NOVARTIS RELATIONSHIP AND WAIVER

    Novartis AG, a life sciences company headquartered in Basel, Switzerland,
was formed as a result of the December 1996 merger between Ciba-Geigy Limited
and Sandoz Limited. Through a series of transactions that became effective in
January 1995, Ciba acquired shares of our common stock which, when combined with
shares already held by Ciba, represented 49.9% of our then-outstanding common
stock. As a result of dilution stemming primarily from the issuance of common
stock under our employee stock option and stock purchase plans and in connection
with certain acquisitions, as of February 1, 2000, Novartis held shares
representing approximately 44% of our outstanding common stock.
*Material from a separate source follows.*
PR #3782, opened 2024-04-09
[ICP]: Update ingress processing timeout

ar-g:
## Description

Basically, the ingress expiry is a way for the IC to know an upper limit for a message validity. Basically, the message cannot be too far in the past, but it also cannot be too far in the future. The rosetta node code is checking for that validity, but it also as an expectation that you are using the full construction process. We obviously are not, so we need to use a slightly tighter bound because the local clock could be slightly ahead of the Rosetta node.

    In connection with these transactions, we and Novartis entered into a series
of agreements which provide, among other things and subject to certain
conditions and exceptions, that:

    - Novartis will not increase its ownership interest in us above 55% before
      January 5, 2001 and thereafter will not increase its ownership above 55%
      unless it acquires all of our outstanding capital stock in a "buy-out"
      transaction;

    - Novartis may not propose or consummate a "buy-out transaction" before
      January 5, 2001;

    - Novartis may exceed these standstill amounts and increase its ownership
      interest up to 79.9% if the transaction is approved by a majority of the
      independent members of our Board of Directors;

    - Novartis has the right to nominate three members to our Board of
      Directors, which will be reduced from twelve members to eleven members
      after our year 2000 annual meeting;

    - We may require Novartis to purchase shares of our common stock directly
      from us at fair market value, up to a maximum subscription amount,
      initially $500 million and subject to adjustment, as noted below;

    - Novartis will provide certain funding to us for research services and has
      agreed to guarantee up to a maximum amount of $402.5 million of our debt;
      Chiron can increase the maximum borrowing amount under the guaranteed
      credit facilities by up to $300 million. In exchange for this increase,
      the amount of Chiron's common stock required to be purchased by Novartis
      (as noted above) would be reduced by an equal amount. Under the Investment
      Agreement, Novartis has guaranteed $172.6 million of Chiron's operating
      lease commitments

                                       22
<PAGE>
      as of December 31, 1999. In addition, Novartis has guaranteed a
      $100 million bank line of credit but there were no borrowings outstanding
      at December 31, 1999.

    - Novartis has an option to purchase newly issued shares of our common stock
      directly from us at fair market value, subject to the standstill
      restrictions described above; and

    - We and Novartis will cooperate in research, development, manufacturing and
      marketing of biotechnology products on an arm's-length basis while
      remaining independent to pursue other opportunities.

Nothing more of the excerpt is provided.